**EXERCISE INPUT**:
PR #2050, opened 2020-06-22
Remove unused classes

### LINKED ISSUE #2047: remove java version checks
**Describe the bug**
There is a function verifyJavaVersion which checks to see if we're running on Java 6+ but
1) We provide our JRE/JDK
2) We actually require Java 14+
3) The version check is actually ended in the class itself (java won't run invalid versions)

Similarly we use reflection in AssetGroup to permit multiple java versions when it is now unnecessary.

**Expected behavior**

Remove said code

grimreaper:
Problem

There is a function verifyJavaVersion which checks to see if we're running on Java 6+ but

    We provide our JRE/JDK
    We actually require Java 14+
    The version check is actually ended in the class itself (java won't run invalid versions)

Solution:

Remove said code

Fixes #2047

---
This change is [Reviewable](https://reviewable.io/reviews/rptools/maptool/2050)


Azhrei:
I don't recognize any of those classes.  If others are fine with removing them, go for it.

grimreaper:
something went weird with this commit/message. will recreate.

grimreaper:
Replaced with #2054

**TASK GOAL**: Nothing but a number should be given: the count of lines in the records that contain the word "provide".

**SOLUTION TO THIS PROBLEM**: 2